**Task data**
┏━━

PR #284, opened 2022-06-08
Support custom rpc urls

### LINKED ISSUE #222: Support custom RPC url(s)
### Goal

The user is able to supply RPC url via environment variable instead of infura project id

### Context

1. Currently we only let users (who wants to start our UI or the bot locally) provide `INFURA_PROJECT_ID`. But this is limiting, since users may use different providers as well as custom / local nodes
2. Currently the user is only able to connect to a set of networks from the list of supported ones and there is no possibility to dynamically add new networks to our UI
  - Use case: user is able to use custom PRC endpoint of their own
  - Use case: we're able to integrate chaoslabs forks

Note: most probably, those two scenarios require two different solutions. This issue outlines them here because we don't want them to be in conflict with each other. 

### Tasks

- [x] Come up with a solution(s), outline it here
- [x] Discuss
- [x] Implement

benediktkaiser:
Closes #222

Checklist:

### DIFF
--- a/bot/src/index.ts
+++ b/bot/src/index.ts
@@ -1,5 +1,4 @@
 import { setTimeout as delay } from 'timers/promises';
-import { getNetworkConfigByType } from 'auctions-core/src/constants/NETWORKS';
 import { getAllAuctions, getNewAuctionsFromActiveAuctions } from './auctions';
 import notify from './notify';
 import participate, { setupKeeper } from './keeper';
@@ -28,7 +27,6 @@ const loop = async function (): Promise<void> {
 
 const start = async function (): Promise<void> {
     await delay(SETUP_DELAY);
-    getNetworkConfigByType(ETHEREUM_NETWORK);
     setupWhitelist();
     await setupTwitter();
     await setupKeeper();
--- a/bot/src/keeper.ts
+++ b/bot/src/keeper.ts
@@ -17,7 +17,7 @@ export const setupKeeper = async function () {
         return;
     }
     try {
-        setSigner(ETHEREUM_NETWORK, createSigner(ETHEREUM_NETWORK, KEEPER_WALLET_PRIVATE_KEY));
+        setSigner(ETHEREUM_NETWORK, createSigner(KEEPER_WALLET_PRIVATE_KEY));
         const signer = await getSigner(ETHEREUM_NETWORK);
         const address = await signer.getAddress();
         isSetupCompleted = true;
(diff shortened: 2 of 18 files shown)


bot/src/index.ts
```diff
@@ -1,9 +1,8 @@
 import { setTimeout as delay } from 'timers/promises';
-import { getNetworkConfigByType } from 'auctions-core/src/constants/NETWORKS';
+import setupNetworks, { getNetworkConfigByType } from 'auctions-core/dist/src/networks';
```
valiafetisov, line 2: Please make sure to never use `dist` folder, since this folder is only updated on the `npm run build` executed inside core folder.

```suggestion
import setupNetworks, { getNetworkConfigByType } from 'auctions-core/src/networks';
```

That's the reason you were stack with outdated code. Here and everywhere else

benediktkaiser:
What has been done:
- Updated core functions to use dynamic network system
- Updated `bot` to use RPC URLs

What has to be done:
- Update the frontend to use the new dynamic system
  - I already created a new store, that automatically updates the network list according to the core functions, however the auction retrieving does not wait for the networks to be loaded, therefore a delay or await needs to be implemented. 
  - I currently retrieve the networks and then set the selected network, however this poses new issues when a network is defined in the url, so that will need to be handled. 
  - I also need to wait for #281 in order to avoid endless refresh loops due to me calling our `setPageNetwork`, which currently means that the page loads, then refreshes once it sets the selected network and there is a url mismatch. 
  - some component stories are also still broken, as we used the static networks to test storybook
- Update the `bot` and `frontend` ReadMes to explain the new RPC system and remove old references to the infura project id.

benediktkaiser:
Brief summary of call with Valia about this PR:

- We will pause all work until #281 is merged, as it changes some things about the network store, which would result in a lot of merge conflicts with this PR. 
- We concluded, we need to create the providers for the networks before adding them, as we need to fetch the ChainID. This poses a new issue, as we do not know how long this fetching may take (if a invalid URL is entered, it can take until our timeout time to resolve). Therefore we need to refactor our auction fetching logic in the stores to await the network setup. Where can I find the exact logic for this? I would then purpose that I move the network setup into the first call of the Auctions Fetching, in which I can then await the network setup and then fetch the auctions.
- I needed to rewrite multiple components, to receive networks as a prop, rather then a direct import as before. This will require the stories to be rewritten and a helper function to be created, that can mock network configs.

benediktkaiser:
So I changed the order of the fetching however I have the following issues:

- Before networks are loaded I get this error message: `Error while fetching tokenAddressDai: No network found with name "goerli"`. Where is this triggered/What is this for? 
- After loading the networks, the change network modal is triggered and it says, that the network I am on is not supported (even tho it should be)
- I still have to look into the url switching, however I will do this after we merge #281, as it changes some of the logic for it.

LukSteib:
> I still have to look into the url switching, however I will do this after we merge https://github.com/sidestream-tech/unified-auctions-ui/pull/281, as it changes some of the logic for it

The respective PR (page refresh on network switch) has been merged now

┗━━

**Task**
Your answer should consist solely of the lines above from the line with "What has been" to the line with "- I already", both included, reproduced exactly.

**Exercise response**
What has been done:
- Updated core functions to use dynamic network system
- Updated `bot` to use RPC URLs

What has to be done:
- Update the frontend to use the new dynamic system
  - I already created a new store, that automatically updates the network list according to the core functions, however the auction retrieving does not wait for the networks to be loaded, therefore a delay or await needs to be implemented. 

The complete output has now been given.